Data records section start
PR #2089, opened 2020-04-22
[bench] Extending largeNbDicts to compression 

bimbashrestha:
Benchmark compression (default) with -z now 
```
 ./largeNbDicts [Options] filename(s)

Options :
-z          : benchmark compression (default)
-d          : benchmark decompression
-r          : recursively load all files in subdirectories (default: off)
-B#         : split input into blocks of size # (default: no split)
-#          : use compression level # (default: 3)
-D #        : use # as a dictionary (default: create one)
-i#         : nb benchmark rounds (default: 6)
--nbBlocks=#: use # blocks for bench (default: one per file)
--nbDicts=# : create # dictionaries for bench (default: one per block)
-h          : help (this text)
```

Sanity check: largeNbDicts with one dict benchmarks the same as hot compression with -b

```
zstd -b6 -i1 -D ~/data/github_dict -r ~/data/github
 6# 9114 files       :   7484607 ->    723641 (10.34),  96.3 MB/s ,1146.7 MB/s

./largeNbDicts -6 -z -D ~/data/github_dict -r ~/data/github --nbDicts=1 
loading 9114 files...
created src buffer of size 7.1 MB
split input into 9114 blocks
loading dictionary /home/bimbashrestha/data/github_dict
compressing at level 6 without dictionary : Ratio=3.03  (2471189 bytes)
compressed using a 112640 bytes dictionary : Ratio=10.34  (723641 bytes)
generating 1 dictionaries, using 0.5 MB of memory
Compression Speed : 96.1 MB/s
```

and then performance drops steadily off as expected: 

```
./largeNbDicts -6 -z -D ~/data/github_dict -r ~/data/github --nbDicts=1 
...
Compression Speed : 96.1 MB/s


./largeNbDicts -6 -z -D ~/data/github_dict -r ~/data/github --nbDicts=10
...
Compression Speed : 84.0 MB/s

./largeNbDicts -6 -z -D ~/data/github_dict -r ~/data/github --nbDicts=30
...
Compression Speed : 77.7 MB/s

./largeNbDicts -6 -z -D ~/data/github_dict -r ~/data/github --nbDicts=100
...
Compression Speed : 71.4 MB/s
```
and so on

### DIFF
--- a/contrib/largeNbDicts/largeNbDicts.c
+++ b/contrib/largeNbDicts/largeNbDicts.c
@@ -415,7 +415,7 @@ static void freeCDictCollection(cdict_collection_t cdictc)
 /* returns .buffers=NULL if operation fails */
 static cdict_collection_t createCDictCollection(const void* dictBuffer, size_t dictSize, size_t nbCDict, int cLevel)
 {
-    ZSTD_CDict** const cdicts = malloc(nbCDict * sizeof(ZSTD_DDict*));
+    ZSTD_CDict** const cdicts = malloc(nbCDict * sizeof(ZSTD_CDict*));
     assert(cdicts != NULL);
     if (cdicts==NULL) return kNullCDictCollection;
     for (size_t dictNb=0; dictNb < nbCDict; dictNb++) {
--- a/contrib/largeNbDicts/largeNbDicts.c
+++ b/contrib/largeNbDicts/largeNbDicts.c
@@ -419,7 +419,7 @@ static cdict_collection_t createCDictCollection(const void* dictBuffer, size_t d
     if (cdicts==NULL) return kNullCDictCollection;
     for (size_t dictNb=0; dictNb < nbCDict; dictNb++) {
         cdicts[dictNb] = ZSTD_createCDict(dictBuffer, dictSize, cLevel);
-        assert(cdicts[dictNb] != NULL);
+        CONTROL(cdicts[dictNb] != NULL);
     }
     cdict_collection_t cdictc;
     cdictc.cdicts = cdicts;
--- a/contrib/largeNbDicts/largeNbDicts.c
+++ b/contrib/largeNbDicts/largeNbDicts.c
@@ -334,6 +334,18 @@ createBufferCollection_fromSliceCollectionSizes(slice_collection_t sc)
     return result;
 }
 
+static buffer_collection_t
+createBufferCollection_fromSliceCollection(slice_collection_t sc)
+{
+    buffer_collection_t result = createBufferCollection_fromSliceCollectionSizes(sc);
+    for (size_t i = 0; i < sc.nbSlices; i++) {
+        if (result.slices.slicePtrs[i] != NULL) {
+            memcpy(result.slices.slicePtrs[i], sc.slicePtrs[i], sc.capacities[i]);
+            result.slices.capacities[i] = sc.capacities[i];
+        }
+    }
+    return result;
+}
 
 /* @return : kBuffNull if any error */
 static buffer_collection_t
@@ -776,15 +788,9 @@ int bench(const char** fileNameTable, unsigned nbFiles,
 
         shuffleCDictionaries(cdictionaries);
 
-        buffer_collection_t resultCollection = createBufferCollection_fromSliceCollectionSizes(srcSlices);
+        buffer_collection_t resultCollection = createBufferCollection_fromSliceCollection(srcSlices);
         CONTROL(resultCollection.buffer.ptr != NULL);
 
-        for (size_t i = 0; i < srcSlices.nbSlices; i++) {
-            if (resultCollection.slices.slicePtrs[i] != NULL) {
-                memcpy(resultCollection.slices.slicePtrs[i], srcSlices.slicePtrs[i], srcSlices.capacities[i]);
-                resultCollection.slices.capacities[i] = srcSlices.capacities[i];
-            }
-        }
         result = benchMem(dstSlices, resultCollection.slices, ddictionaries, cdictionaries, nbRounds, benchCompression);
 
         freeBufferCollection(resultCollection);
--- a/contrib/largeNbDicts/largeNbDicts.c
+++ b/contrib/largeNbDicts/largeNbDicts.c
@@ -582,6 +582,22 @@ void freeDecompressInstructions(decompressInstructions di)
 }
 
 /* benched function */
+size_t compress(const void* src, size_t srcSize, void* dst, size_t dstCapacity, void* payload)
+{
+    compressInstructions* const ci = (compressInstructions*) payload;
+
+    size_t const result = ZSTD_compress_usingCDict(ci->cctx,
+                                        dst, dstCapacity,
+                                        src, srcSize,
+                                        ci->dictionaries.cdicts[ci->dictNb]);
+
+    ci->dictNb = ci->dictNb + 1;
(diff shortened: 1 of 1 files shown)


contrib/largeNbDicts/largeNbDicts.c
```diff
@@ -662,25 +761,53 @@ int bench(const char** fileNameTable, unsigned nbFiles,
...
+        size_t const dictMem = ZSTD_estimateCDictSize(dictBuffer.size, ZSTD_dlm_byCopy);
+        size_t const allDictMem = dictMem * nbDicts;
+        DISPLAYLEVEL(3, "generating %u dictionaries, using %.1f MB of memory \n",
+                        nbDicts, (double)allDictMem / (1 MB));
 
-    buffer_collection_t resultCollection = createBufferCollection_fromSliceCollectionSizes(srcSlices);
-    CONTROL(resultCollection.buffer.ptr != NULL);
+        shuffleCDictionaries(cdictionaries);
+
+        buffer_collection_t resultCollection = createBufferCollection_fromSliceCollectionSizes(srcSlices);
```
terrelln, line 780: This should be a function `createBufferCollection_fromSliceCollection()` that allocs + memcpys the data.

contrib/largeNbDicts/largeNbDicts.c
```diff
@@ -485,6 +535,29 @@ static size_t compressBlocks(size_t* cSizes,   /* optional (can be NULL). If pre
...
+    size_t nbDicts;
+    size_t dictNb;
+    cdict_collection_t dictionaries;
+} compressInstructions;
+
+compressInstructions createCompressInstructions(cdict_collection_t dictionaries)
+{
+    compressInstructions ci;
+    ci.cctx = ZSTD_createCCtx();
+    assert(ci.cctx != NULL);
```
terrelln, line 549: `CONTROL()`

contrib/largeNbDicts/largeNbDicts.c
```diff
@@ -397,6 +397,37 @@ typedef struct {
...
+        ZSTD_freeCDict(cdictc.cdicts[dictNb]);
+    }
+    free(cdictc.cdicts);
+}
+
+/* returns .buffers=NULL if operation fails */
+static cdict_collection_t createCDictCollection(const void* dictBuffer, size_t dictSize, size_t nbCDict, int cLevel)
+{
+    ZSTD_CDict** const cdicts = malloc(nbCDict * sizeof(ZSTD_CDict*));
+    assert(cdicts != NULL);
```
terrelln, line 419: `CONTROL()` here and below

Cyan4973: That's a subtle one :
`CONTROL()` would be necessary if the case `cdicts==NULL` wasn't handled afterwards.

But it is.
In which case, I guess even the `assert()` is superfluous.

contrib/largeNbDicts/largeNbDicts.c
```diff
@@ -397,6 +397,37 @@ typedef struct {
...
+    if (cdicts==NULL) return kNullCDictCollection;
+    for (size_t dictNb=0; dictNb < nbCDict; dictNb++) {
+        cdicts[dictNb] = ZSTD_createCDict(dictBuffer, dictSize, cLevel);
+        assert(cdicts[dictNb] != NULL);
```
Cyan4973, line 423: In contrast, here, the condition `cdicts[dictNb] != NULL` is _not handled_ by the code afterwards.

Therefore, a `CONTROL()` (somehow equivalent to `assert()` but which is _never_ disabled) becomes necessary.

contrib/largeNbDicts/largeNbDicts.c
Cyan4973: And yes, here also, `CONTROL()` is preferable, since nothing handles the case `ci.cctx == NULL` afterwards.

contrib/largeNbDicts/largeNbDicts.c
terrelln: Yeah, but it should be a control, since we `CONTROL()` for dictionary creation failures. It seems strange to sometimes return `NULL` and sometimes crash depending on which malloc fails. We don't gain anything from returning `NULL` from the first one.

bimbashrestha:
@Cyan4973 or @terrelln Maybe a silly question: do you know how to fix the static analyzer complaint on travis? I'm not quite sure what to do about it?

contrib/largeNbDicts/largeNbDicts.c
Cyan4973: Yeah, right, so this is a matter of consistency now.

It depends on the end goal, do we want to lean towards a `CONTROL()` free code, which would require to chase down those `CONTROL()`, eventually in multiple rounds, and progressively replace them with proper return code, followed by appropriate error detection code at caller's side ?

Such a goal would be a necessity in a library code like `libzstd`.
But here, this is just a test tool.
So it doesn't seem really necessary.

Using `CONTROL()`simplifies the logic, because the caller can assume that the function never fails.

So, if I understand your point correctly, you believe that for consistency sake, rather than using `CONTROL()` as a "backup case", whenever an error case is not handled, the code should actively make use of it, and always use `CONTROL()` whenever applicable (there are still error cases that we want to detect and report, so it's not about pushing `CONTROL()` mindlessly everywhere).

terrelln: Yeah, I mean that this function both returns `NULL` and uses `CONTROL()`. That doesn't really make sense to me. Any particular function should either return an error code or use `CONTROL()`.

When a function uses both, we don't get the benefit of saying "we never crash", and we also have the burden of checking the return code, because not all conditions are `CONTROL()`ed.

bimbashrestha:
> You probably need to reproduce the static analyzer result in order to understand the diagnosis.
> My suspicion is that the analyzer doesn't understand that `createBufferCollection_fromSliceCollectionSizes()` is necessarily successful. Or it may not understand that `sc.nbSlices` is the same value as `result.slices.nbSlices`.
> A more detailed report will help understand the reason for this analyzer warning, and help deducting the appropriate mitigation.

Yeah, that is unfortunately the other problem I've been running into. I haven't been able to reproduce this on my local machine with scan-build installed (gcc and clang). Hence the attempts to fix it directly on CI...

contrib/largeNbDicts/largeNbDicts.c
```diff
@@ -337,13 +337,37 @@ createBufferCollection_fromSliceCollectionSizes(slice_collection_t sc)
...
+        memcpy(slices[i], sc.slicePtrs[i], sc.capacities[i]);
+        capacities[i] = sc.capacities[i];
     }
+
+    buffer_collection_t result;
+    result.buffer = buffer;
+    result.slices.nbSlices = nbSlices;
+    result.slices.capacities = capacities;
+    result.slices.slicePtrs = slices;
+
```
bimbashrestha, line 370: Just copied this from the other function. This isn't ideal but it fixes the static_analyzer complaint (which I couldn't reproduce on my local machine) so I think it's fine.

Cyan4973:
>  I haven't been able to reproduce this on my local machine with scan-build installed (gcc and clang)

This is most likely a problem of version.

The problem with static analyzers is that each version tend to generate a different set of warnings. Therefore, in order to reproduce the same result, one would need the exact same version.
Data records section end
_What to do_
An exact, complete copy of the lines above from the one with "When a function" through the one with "My suspicion is" is the whole answer.

_Result of this exercise_
When a function uses both, we don't get the benefit of saying "we never crash", and we also have the burden of checking the return code, because not all conditions are `CONTROL()`ed.

bimbashrestha:
> You probably need to reproduce the static analyzer result in order to understand the diagnosis.
> My suspicion is that the analyzer doesn't understand that `createBufferCollection_fromSliceCollectionSizes()` is necessarily successful. Or it may not understand that `sc.nbSlices` is the same value as `result.slices.nbSlices`.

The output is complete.